I'm going to get a little mathy here.

Let $$y_{x, j, i}$$ be the $$i^{th}$$ amount of revenue earned from a single click from a user in group $$x$$ on the $$j$$th day of the experiment. Your data presently consist of the quantities

$$R_{x, j} = \sum_i^{n_{x,j}} y_{x, j.i}$$

where $$n_{x,j}$$ is the size of each arm on each day. Assuming the $$y$$ are iid, this we can apply the central limit theorem.

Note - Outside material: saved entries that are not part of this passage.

PR #1082, opened 2026-08-11
Support output schemas in tool definitions

alesanGreat:
## Summary

Adds an optional `output_schema` argument to `tool()` and stores it on `ToolDef` as a `TypeObject`.

This enables downstream MCP servers such as `posit-dev/mcptools` to advertise the MCP 2025-06-18 `outputSchema` field without changing tool execution behavior. It also preserves positional `ToolDef()` compatibility by appending the new property after the existing properties.

Related downstream issue: https://github.com/posit-dev/mcptools/issues/103

## Validation

- `tests/testthat/test-tools-def.R` passes with the new storage/type-check tests.
- Verified existing positional `ToolDef(..., convert, annotations)` construction still maps arguments correctly and leaves `output_schema = NULL`.
- `git diff --check` passes.
- A broader local suite run reached the affected `tools-def` tests successfully; unrelated provider tests in the isolated container require optional packages and credentials that are not configured there.

### DIFF
--- a/NEWS.md
+++ b/NEWS.md
@@ -12,6 +12,7 @@
 * `chat_openrouter()` now correctly preserves provider error messages (@xmarquez, #1059).
 * New `models_update_prices()` downloads the latest model pricing data from GitHub and saves it to a local cache. Subsequent calls to `token_usage()` and related functions will use the updated prices (#968).
 * New `Model` class separates model configuration (name, parameters, extra arguments) from the `Provider` class, which now only captures API endpoint details. `Chat` gains a new `$get_model_object()` method to retrieve the `Model` object. This is a breaking change for anyone who directly accesses `provider@model`, `provider@params`, or `provider@extra_args`; use the `Model` object instead (@thisisnic, #499).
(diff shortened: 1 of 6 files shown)


thisisnic:
Thanks for the PR @alesanGreat.  I took a look, and had a think and I don't think we're going to end up merging this as the output schema is not used within ellmer and might add a bit of confusion about the API surface as something only useful for mcptools, and so is a bit too niche to become an extra argument on the `tool()` function.

I also had a look at which providers support it, and it appears to only be supported by Google Gemini but none of the other main ones - we tend to add features only once they're widely adopted to ensure we're keep things straightforward and standardised.

alesanGreat:
Thanks for the thoughtful review. That API boundary makes sense for ellmer if output_schema is not broadly useful across its own providers yet. I’ll close this proposal rather than keep a direction open that the project does not want to carry, and I’ll explore whether the downstream mcptools use case can be solved without expanding ellmer’s public 	ool() surface. Thanks again for taking the time to evaluate it.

$$R_{x,j} \sim \mathcal{N}(n_{x,j} \mu_x, n_{x, j}\sigma^2)$$

Where I have assumed here that only the means differ by group and not the variance.

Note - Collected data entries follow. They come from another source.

PR #1086, opened 2026-08-13
Always include `parameters` in Databricks tool definitions

### LINKED ISSUE #1084: Error Using Tool With Databricks As Model Provider
Hi Ellmer Team, 

I am running into an error that says Bad request: "parameters" is a required property for "function" object in parameter "tools" when I ran querychat along with ellmer using databricks model provider. The following is the code that I ran that can be used to reproduce the error. Is it happening due to ellmer::tool since querychat uses it under the hood (i.e. https://github.com/posit-dev/querychat/blob/bfd59f636af33778b291fcaa590ca385126188a5/pkg-r/R/querychat_tools.R#L29) ? 

I am using a free version of Databricks and have a personal access token generated as mentioned under the section Create personal access tokens for workspace users at this link (https://docs.databricks.com/aws/en/dev-tools/auth/pat). 

Please help! @thisisnic 

library(querychat)
library(palmerpenguins)

databricks_client <- ellmer::chat_databricks(
    workspace = "https://dbc-6daebf39-7148.cloud.databricks.com",
    model = "databricks-meta-llama-3-3-70b-instruct",
    token = "secret_key"
)

querychat_app(penguins, client = databricks_client)

Warning: Error in req_perform_connection: HTTP 400 Bad Request.
ℹ Bad request: "parameters" is a required property for "function" object in parameter "tools"

Thanks so much! 

Best, 
Kola

thisisnic:
Fixes #1084 

Registering a tool with no arguments caused `chat_databricks()` to error as we omitted the `parameters` field entirely from the request when tools have no arguments, as a precaution in #549, which doesn't appear to be needed any more.  

I compared against other models with tools registered with/without parameters and all ran find after this fix. It also brings us in line with chatlas.

### DIFF
--- a/R/provider-databricks.R
+++ b/R/provider-databricks.R
@@ -235,27 +235,6 @@ method(base_request_error, ProviderDatabricks) <- function(provider, req) {
   })
 }
 
-# See: https://docs.databricks.com/aws/en/machine-learning/foundation-model-apis/api-reference#functionobject
-method(as_json, list(ProviderDatabricks, ToolDef)) <- function(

We can use the revenue in a linear model to estimate the effect of the exposure in the following way. Let $$z$$ be a binary indicator variable for exposure to the treatment. The means can be modelled as

$$R_{x, j}/n_{x, j} = \beta_0 + \beta_1 z + \epsilon$$

and weighted by the number of views. This can be done in R via


z = c(0, 1, 0, 1)
n = c(30494, 30079, 24098, 22846)
rv = c(82.93, 100.82, 87.79, 100)/n
model = lm(rv~z, weights = n)
summary(model)
summary(model)

Call:
lm(formula = rv ~ z, weights = n)

Weighted Residuals:
1        2        3        4
-0.07119 -0.07676  0.08008  0.08808

Coefficients:
Estimate Std. Error t value Pr(>|t|)
(Intercept) 0.0031272  0.0004797   6.518   0.0227 *
z           0.0006672  0.0006838   0.976   0.4321
---
Signif. codes:
0 ‘***’ 0.001 ‘**’ 0.01 ‘*’ 0.05 ‘.’ 0.1 ‘ ’ 1

Residual standard error: 0.1121 on 2 degrees of freedom
Multiple R-squared:  0.3225,    Adjusted R-squared:  -0.0162
F-statistic: 0.9522 on 1 and 2 DF,  p-value: 0.4321
$$$$
`
• Is there supposed to be a difference in the indexing of $y_x,j,i$ and $y_x,i,j$ or is it just a typo? Aug 1, 2021 at 22:22
• @user1916067 Typo, corrected thanks Aug 2, 2021 at 2:58
• Thanks Demetri! Aug 3, 2021 at 3:10

If the data you are showing in the table is all your data, I would suggest a simple approach - your KPI is higher for option B in every single group, so it is obviously better.

This is informally, a non-parametric test. If Group A and B were the same, you would expect A to win half the time and B to win half the time. In this case, B won all 6 times. This is equivalent to saying that you flipped a coin 6 times and got all 6 heads.